Researchers have developed a technique that uses artificial intelligence to obtain medical images without costly or dangerous increases in doses of radiation.
The team from the Athinoula A. Martinos Center for Biomedical Imaging at Massachusetts General Hospital called their technique AUTOMAP (automated transform by manifold approximation) in the paper ‘Image reconstruction by domain-transform manifold learning’ published in the journal Nature.
“An essential part of the clinical imaging pipeline is image reconstruction, which transforms the raw data coming off the scanner into images for radiologists to evaluate,” says Bo Zhu, research fellow at the Martinos Center and first author.
“The conventional approach to image reconstruction uses a chain of handcrafted signal processing modules that require expert manual parameter tuning and often are unable to handle imperfections of the raw data, such as noise.”
The AUTOMAP system is taught to ‘see’ in the same way that humans are taught to see; the team promoted the growth of neural connections through repeated training using real-world examples, rather than directly programming the software. AUTOMAP also takes advantage of recent developments in neural network models, graphical processing units and the availability of large stores of data, all of which are integral to the function of an image-based AI.

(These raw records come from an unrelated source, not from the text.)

Issue #1397, opened 2022-03-18
lipo Thinning unable to find arm64 on apple silicon xcode 13.3


wendyliga:
environment:
- Xcode 13.3
- MacOS 12.3
- min ios 11.0

how to repro
- clone https://github.com/wendyliga/simple_bazel
- `bazel build //ios/DummyApplication`

when using async/await and GroupActivities SDK from apple, `build_bazel_rules_apple/tools/swift_stdlib_tool/swift_stdlib_tool.py` will return 2 libs
- /Applications/Xcode_13.3.app/Contents/Developer/Toolchains/XcodeDefault.xctoolchain/usr/lib/swift-5.0/iphonesimulator/libswiftCore.dylib
- /Applications/Xcode_13.3.app/Contents/Developer/Toolchains/XcodeDefault.xctoolchain/usr/lib/swift-5.5/iphonesimulator/libswift_Concurrency.dylib

but if we check the arch on `libswiftCore.dylib`, It only contains x86_64 and i386.
<details>
  <summary>Spoiler</summary>
<img src="https://user-images.githubusercontent.com/16457495/158939528-d89603dd-f7d0-4495-99fe-b9d14d3872f9.png"/>
</details>

This will make `swift_stdlib_tool.py` unable to thin `arm64`, and will return error
<details>
  <summary>Spoiler</summary>
ERROR: /Users/wendy.liga/Developer/simple_bazel/ios/DummyApplication/BUILD:10:16: SwiftStdlibCopy ios/DummyApplication/DummyApplication-intermediates/swiftlibs failed: (Exit 1): swift_stdlib_tool failed: error executing command bazel-out/darwin_arm64-opt-exec-2B5CBBC6-ST-15bb1cbb5e86/bin/external/build_bazel_rules_apple/tools/swift_stdlib_tool/swift_stdlib_tool --platform iphonesimulator --output_path ... (remaining 4 arguments skipped)
Traceback (most recent call last):
  File "/private/var/tmp/_bazel_wendy.liga/8284c4a94ccbbb579b9e33d50d39273c/execroot/__main__/bazel-out/darwin_arm64-opt-exec-2B5CBBC6-ST-15bb1cbb5e86/bin/external/build_bazel_rules_apple/tools/swift_stdlib_tool/swift_stdlib_tool.runfiles/build_bazel_rules_apple/tools/swift_stdlib_tool/swift_stdlib_tool.py", line 132, in <module>
    sys.exit(main())
[...]

PR #1400, opened 2022-03-22
Fix error when building for simulator on Apple silicon with Xcode 13.3

thii:
Additional workaround for https://bugs.swift.org/browse/SR-16010.

There's no such a simulator on Apple silicon Macs with a minimum OS
version before ABI stability, so it's unnecessary to bundle the original
Swift runtime here. This avoids error when we thin the dylibs later,
because the original Swift dylibs don't contain arm64 slice for
simulator.

Fixes https://github.com/bazelbuild/rules_apple/issues/1397

### DIFF
--- a/apple/internal/partials/swift_dylibs.bzl
+++ b/apple/internal/partials/swift_dylibs.bzl
@@ -128,6 +128,16 @@ def _swift_dylib_action(
         xcode_path_wrapper = platform_prerequisites.xcode_path_wrapper,
     )
 
+def _target_platform_is_arm_simulator(platform_prerequisites):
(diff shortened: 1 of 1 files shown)


keith:
Is this what Xcode does on m1s as well

keith (approved):
it would be nice to know, but seems good to unblock

thii:
Unless it's an archive action, Xcode's copying logic is not based on the minimum OS version, but the OS version of the actual device you're selecting. AFAICT, the minimum iOS simulator version on M1s is 12.4, so Xcode never has to copy the original Swift dylibs for M1 simulator builds.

AUTOMAP also produces images quickly enough that doctors can make real-time decisions about patients while they are still being scanned.
“Our AI approach is showing remarkable improvements in accuracy and noise reduction and thus can advance a wide range of applications,” said Matt Rosen, senior author of the study, director of the Low-field MRI and Hyperpolarized Media Laboratory and co-director of the Center for Machine Learning at the Martinos Centre.
The technique could also aid in advancing other AI applications, many of which are based on clinical imaging and computer-aided diagnostics.
“We’re incredibly excited to have the opportunity to roll this out into the clinical space where AUTOMAP can work together with inexpensive GPU-accelerated computers to improve clinical imaging and outcomes,” said Rosen.